**EXERCISE BRIEF**.
Within this material, find every line where the string "HOME" appears, and copy it out.

**AVAILABLE DATA**.

PR #79, opened 2015-04-17
Use $HOME as a possible storage location

### LINKED ISSUE #76: FileSystemXmlRepository depends on Windows environment variables when running on CoreCLR
In [FileSystemXmlRepository.cs, Line 106](https://github.com/aspnet/DataProtection/blob/dev/src/Microsoft.AspNet.DataProtection/Repositories/FileSystemXmlRepository.cs#L106) the code assumes that either LOCALAPPDATA or USERPROFILE exists.  If neither does, an ArugmentException will be thrown when ```Path.Combine``` is invoked, with ```null``` as an argument (since ```Environment.GetEnvironmentVarible``` returns null if the variable is not preset).

One could imagine changing the code to look like this:

```csharp
            // On core CLR, we need to fall back to environment variables.
            var localAppDataPath = Environment.GetEnvironmentVariable("LOCALAPPDATA");
            var userProfilePath = Environment.GetEnvironmentVariable("USERPROFILE");

            // On non-windows, these environment varibles are normally not present
            if (localAppDataPath == null && userProfilePath == null)
            {
                return null;
            }

            var folderPath = localAppDataPath ?? Path.Combine(userProfilePath, "AppData", "Local");
            DirectoryInfo retVal = GetKeyStorageDirectoryFromBaseAppDataPath(folderPath);
            try
            {
                retVal.Create(); // throws if we don't have access, e.g., user profile not loaded
                return retVal;
            }
            catch
            {
                return null;
            }
```

But it's not clear to me that's the right thing long term.

ellismg:
If LOCALAPPDATA and USERPROFILE are both null (as is the case on
Linux/OSX) use "$HOME/.aspnet" as the root folder for data protection
keys

Fixes #76

### DIFF
--- a/src/Microsoft.AspNet.DataProtection/Repositories/FileSystemXmlRepository.cs
+++ b/src/Microsoft.AspNet.DataProtection/Repositories/FileSystemXmlRepository.cs
@@ -3,6 +3,7 @@
 
 using System;
 using System.Collections.Generic;
+using System.Diagnostics;
 using System.IO;
 using System.Linq;
 using System.Xml.Linq;
@@ -61,9 +62,11 @@ namespace Microsoft.AspNet.DataProtection.Repositories
         /// </summary>
         protected IServiceProvider Services { get; }
 
+        private const string DataProtectionKeysFolderName = "DataProtection-Keys";
+
         private static DirectoryInfo GetKeyStorageDirectoryFromBaseAppDataPath(string basePath)
         {
-            return new DirectoryInfo(Path.Combine(basePath, "ASP.NET", "DataProtection-Keys"));
+            return new DirectoryInfo(Path.Combine(basePath, "ASP.NET", DataProtectionKeysFolderName));
         }
 
         public virtual IReadOnlyCollection<XElement> GetAllElements()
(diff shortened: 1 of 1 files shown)


msotclas:
Hi __@ellismg__, I'm your friendly neighborhood Microsoft Open Technologies, Inc. Pull Request Bot (You can call me MSOTBOT). Thanks for your contribution!
    <p>
        It looks like you're a Microsoft contributor (Matt Ellis). If you're full-time, we DON'T require a Contribution License Agreement. If you are a vendor, please DO sign the electronic Contribution License Agreement. It will take 2 minutes and there's no faxing! https://cla2.msopentech.com.
    </p>

TTYL, MSOTBOT;

ellismg:
@davidfowl @GrabYourPitchforks Thoughts on this approach?  I didn't do platform sniffing because it was not clear I could always get an IRuntimeEnvironment from the service provider and it didn't seem worth the effort to do the old pinvoke to libc::uname trick.

GrabYourPitchforks:
Looks reasonable to me. :)

ellismg:
Thanks @GrabYourPitchforks.  @davidfowl The Travis build is broken but it looks like it's been that way for a while.  What can I do to get this ready to ship?  I would like to get the fix on myget so I can stop doing my hacky workaround of setting LOCALAPPDATA.

ellismg:
@Eilon Levi thought you might be a good guy to tell me if this is ready to ship or not.

src/Microsoft.AspNet.DataProtection/Repositories/FileSystemXmlRepository.cs
```diff
@@ -61,9 +62,11 @@ public FileSystemXmlRepository([NotNull] DirectoryInfo directory, IServiceProvid
         /// </summary>
         protected IServiceProvider Services { get; }
 
+        const string DataProtectionKeysFolderName = "DataProtection-Keys";
```
Eilon: Add `private` modifier to this.

Eilon:
:shipit: Looks legitimate, just have one small comment, then merge.

ellismg:
Thanks, @Eilon!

**TASK ANSWER**.
Use $HOME as a possible storage location
Linux/OSX) use "$HOME/.aspnet" as the root folder for data protection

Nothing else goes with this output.